DRAGON: Domain-specific Robust Automatic Data Generation for RAG Optimization

TL;DR

DRAGON introduces a domain-specific data generation framework and benchmark to improve retrieval-augmented generation (RAG) performance, robustness, and cross-domain generalization in knowledge-intensive tasks.

Contribution

It presents a novel data-construction and synthetic data-generation pipeline tailored for domain-specific RAG, along with DRAGONBench, a comprehensive benchmark for evaluation.

Findings

Retrievers trained on DRAGON-generated data show significant performance improvements.

The approach enhances cross-domain generalization of RAG systems.

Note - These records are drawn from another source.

PR #2718, opened 2026-09-08
feat(extension): bond UI design follow-ups

fab-stacks:
Design follow-ups on top of #2715, matching the Screens page in the Paper file [Bonds in the Wallet](https://app.paper.design/file/01M0Z1NTN6XS2P7BXM1V3QZ78J/3-0). Product changes only, ready to merge.

Two commits, kept separate because the second one is design system rather than bonds:

1. **`feat(extension): bond UI design follow-ups`** — everything below.
2. **`fix(ui): stop the pressable hover plate swallowing pointer events`** — one line in `packages/ui`. Independent of the bond work, but the tooltips in commit 1 are not hoverable without it. It affects every `Pressable` row in the wallet, so it may want a second pair of eyes.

Integrated optimized retrievers improve accuracy across various RAG paradigms.

Abstract

Retrieval-augmented generation (RAG) can substantially enhance the performance of LLMs on knowledge-intensive tasks. Various RAG paradigms - including vanilla, planning-based, and iterative RAG - all depend on a robust retriever, yet existing retrievers rely heavily on public knowledge and often falter when faced with domain-specific queries. To address these limitations, we introduce DRAGON, a framework that combines a data-construction modeling approach with a scalable synthetic data-generation pipeline, specifically designed to optimize domain-specific retrieval performance and bolster retriever robustness. To evaluate RAG performance on domain-specific RAGs, we propose DRAGONBench, a benchmark spanning 8 domain-specific document collections across 4 distinct fields and featuring a wide spectrum of query complexities, answerability, and hop numbers. Leveraging DRAGON, we generate a large-scale synthetic dataset - encompassing both single-hop and multi-hop queries - to enrich retriever training. Extensive experiments demonstrate that retrievers trained on this data yield significant performance gains and exhibit strong cross-domain generalization. Moreover, when our optimized retrievers are integrated into vanilla, planning-based, and iterative RAG paradigms, we observe consistent end-to-end improvements in system accuracy.